Exercise details:
If a line in the material below has the string "dismiss", copy it out.

Data records:
Issue #8564, opened 2024-07-23
Refactor endpoints to create/update profiles from Profiles to Users.profile


Rotorsoft:
### Description

Refactor updateNewProfile, User.createWithProfile to new model with profile in Users

### Project Owner

@rotorsoft

### Bucket ID

#5564

### User Stories / Acceptance Criteria

- Profiles can be created and updated

PR #8574, opened 2024-07-23
Refactors create and update profile api with new model

Rotorsoft:
See master ticket

## Link to Issue
Closes: #8564

## Description of Changes
- Creates with empty profile
- Updates changes to Users.profile
 
## Test Plan
- Create new account and update profile (name, email, socials, images, tags, etc)


timolegros:
I got an error while trying to update my profile.

image
```
[16:58:22.022] ERROR (index.ts): INTERNAL_SERVER_ERROR: [ZodError] user.updateUser: [
  {
    "code": "invalid_type",
    "expected": "boolean",
    "received": "null",
    "path": [
      "promotional_emails_enabled"
    ],
    "message": "Expected boolean, received null"
  }
] 
```

packages/commonwealth/client/scripts/views/modals/AuthModal/useAuthentication.tsx
```diff
@@ -439,13 +440,13 @@ const useAuthentication = (props: UseAuthenticationProps) => {
...
-          address: account.profile.address,
-          // @ts-expect-error <StrictNullChecks>
-          chain: account.profile.chain,
+        await updateUser({
+          id: user.id.toString(),
           name: username,
+          profile: {},
+          // @mzparacha do we need to uupdate address and chain?
+          //address: account?.profile?.address,
+          //chain: account?.profile?.chain,
```
masvelio, line 449: let's make sure this will be eventually added or removed from the code

packages/commonwealth/client/scripts/state/api/profiles/index.ts
```diff
@@ -1,13 +1,13 @@
+import useUpdateUserMutation from '../user/updateUser';
```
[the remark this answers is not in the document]
Rotorsoft: just one entity (actually one aggregate = root entity) which is User. UserProfile is just an attribute of User.

packages/commonwealth/client/scripts/views/modals/AuthModal/useAuthentication.tsx
Rotorsoft: @mzparacha can you approve this?

timolegros (changes requested):
Looks like the bio and name text needs to be coerced to a string. I got this error when I tried to input a bio that was just a single number.
```
[22:00:20.096] ERROR (index.ts): INTERNAL_SERVER_ERROR: [ZodError] user.updateUser: [
  {
    "code": "invalid_type",
    "expected": "string",
    "received": "number",
    "path": [
      "profile",
      "bio"
    ],
    "message": "Expected string, received number"
  }
] 
```

libs/model/src/utils/updateTags.ts
```diff
@@ -0,0 +1,62 @@
...
+
+    if (!allTagsFound) {
+      throw new AppError('Some tag ids are invalid');
+    }
+  }
+
+  // remove all existing tags
+  idType === 'user_id'
+    ? await models.ProfileTags.destroy({ where: { user_id: id } })
+    : await models.CommunityTags.destroy({ where: { community_id: id } });
```
rbennettcw, line 33: Should these be part of the transaction?

Rotorsoft: yes, good catch!

libs/model/src/user/UpdateUser.command.ts
```diff
@@ -0,0 +1,116 @@
...
+        })
+      )?.toJSON();
+      if (!mustExist('User', user)) return;
+
+      const is_welcome_onboard_flow_complete =
+        user.is_welcome_onboard_flow_complete ||
+        name ||
+        user.profile.name !== DEFAULT_NAME
+          ? true
+          : false;
```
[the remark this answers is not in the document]
Rotorsoft: I can have !!name to make it bool

Rotorsoft:
> Looks like the bio and name text needs to be coerced to a string. I got this error when I tried to input a bio that was just a single number.
> 
> ```
> [22:00:20.096] ERROR (index.ts): INTERNAL_SERVER_ERROR: [ZodError] user.updateUser: [
>   {
>     "code": "invalid_type",
>     "expected": "string",
>     "received": "number",
>     "path": [
>       "profile",
>       "bio"
>     ],
>     "message": "Expected string, received number"
>   }
> ] 
> ```

😆 you always go for the edges

rbennettcw (approved):

timolegros:
LGTM but leaving it to @masvelio to approve the client side changes.

mzparacha:
Getting this when creating a new account

https://github.com/user-attachments/assets/5d568dd2-b04a-4399-bf51-1fcf3a4b32a7

Error is from `http://localhost:8080/api/v1/user.updateUser?batch=1`

with payload
```
{
    "0": {
        "id": "0",
        "name": "Anonymous",
        "profile": {}
    }
}
```
and response
```
[
    {
        "error": {
            "message": "Invalid user id",
            "code": -32600,
            "data": {
                "code": "BAD_REQUEST",
                "httpStatus": 400,
                "path": "user.updateUser"
            }
        }
    }
]
```

Rotorsoft:
@mzparacha pls check again... fixed a few remaining MinimumProfile initialize calls that were passing the wrong userId... hard to find without typings 😱 ... Please pay attention to the creation flows and proper refreshing of user profiles... I have some knowledge gaps around how that's supposed to work. Thanks!

Rotorsoft:
@mzparacha I was able to create a new account, but I cannot dismiss or pass the join community step in the account creation wizard... probably related to the client cached state. Can you take a look at this pls? Thanks!

mzparacha:
Taking a look

packages/commonwealth/client/scripts/state/api/user/updateUser.ts
```diff
@@ -0,0 +1,69 @@
...
+      });
+
+      // if `userId` matches auth user's id, refetch profile-by-id query for auth user.
+      if (user.id === updated.id) {
+        const keys = [
+          [ApiEndpoints.FETCH_PROFILES_BY_ID, undefined],
+          [ApiEndpoints.FETCH_PROFILES_BY_ID, user.id],
+        ];
+        keys.map((key) => {
+          queryClient.cancelQueries(key).catch(console.error);
```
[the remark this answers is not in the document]
mzparacha: yes we should update cache, thanks for catching

packages/commonwealth/client/scripts/views/modals/AuthModal/useAuthentication.tsx
mzparacha: yes, i think we already get address/chain by this (`onSaveProfileInfo`) point so lets update

mzparacha:
> @mzparacha I was able to create a new account, but I cannot dismiss or pass the join community step in the account creation wizard... probably related to the client cached state. Can you take a look at this pls? Thanks!

I couldn't reproduce this on master. Basically `user.isWelcomeOnboardFlowComplete` is not getting set as true, which it should be, and when that happens, the modal can be close any time.

mzparacha:
`user -> userStore` data is not getting set correctly after the first step of welcome modal ex: I enabled `promotional email` but frontend state still has that disabled, same with `user.isWelcomeOnboardFlowComplete` and some more keys.

Lets try to keep the state in sync b/w all 3 steps of welcome modal.

mzparacha:
Updating the user profile (data persistence) from the edit profile page worked for me. I had issues updating it via the welcome modal/authentication process (data persisted to API but the frontend state was out of sync).

cc: @Rotorsoft

packages/commonwealth/client/scripts/state/api/user/updateUser.ts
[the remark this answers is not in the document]
Rotorsoft: so, should we change something here? not clear to me how this works. @masvelio @mzparacha

packages/commonwealth/client/scripts/views/modals/AuthModal/useAuthentication.tsx
Rotorsoft: @mzparacha so, should we delete the comments or change the updateUser schema to add more fields that can be updated like address and chain?

mzparacha: lets update the fields for which we have the data

packages/commonwealth/client/scripts/state/api/user/updateUser.ts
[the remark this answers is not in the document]
mzparacha: oh ok so i just realised that this piece of code was from here https://github.com/hicommonwealth/commonwealth/pull/8574/files/69819d074e5e89ac491f3905631398b21a2d46ac#diff-52b6c1c828b913c9b791820d16005ca3064f854102b97afef883e12f2512b44bL95-L98

and it was intentional to re-query the data as the response format was different at that time. Also its better to refetch data at this point then to update cache

I suggest we don't do anything here

cc: @masvelio @Rotorsoft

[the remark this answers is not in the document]
Rotorsoft: I think it's probably better if you guys commit the changes directly to this branch to avoid the back and forth ... I'm still trying to understand the client patterns we are using here

packages/commonwealth/client/scripts/views/modals/AuthModal/useAuthentication.tsx
Rotorsoft: what I don't understand is that in the previous api (updateProfile) those fields were not updated

mzparacha: I will have to check but I remember there was a time when we returned those data objects (like when we had the really old login modal). But again if we currently get that data at this stage, then its best to update userStore with it

packages/commonwealth/client/scripts/state/api/user/updateUser.ts
```diff
@@ -40,27 +53,6 @@ const useUpdateUserMutation = ({
...
-        });
-
-        // if user profile has a defined name, then set welcome onboard step as complete
-        if (
-          updated.profile.name &&
-          updated.profile.name !== DEFAULT_NAME &&
-          !user.isWelcomeOnboardFlowComplete
-        ) {
-          user.setData({ isWelcomeOnboardFlowComplete: true });
-        }
```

Solution:
@mzparacha I was able to create a new account, but I cannot dismiss or pass the join community step in the account creation wizard... probably related to the client cached state. Can you take a look at this pls? Thanks!
> @mzparacha I was able to create a new account, but I cannot dismiss or pass the join community step in the account creation wizard... probably related to the client cached state. Can you take a look at this pls? Thanks!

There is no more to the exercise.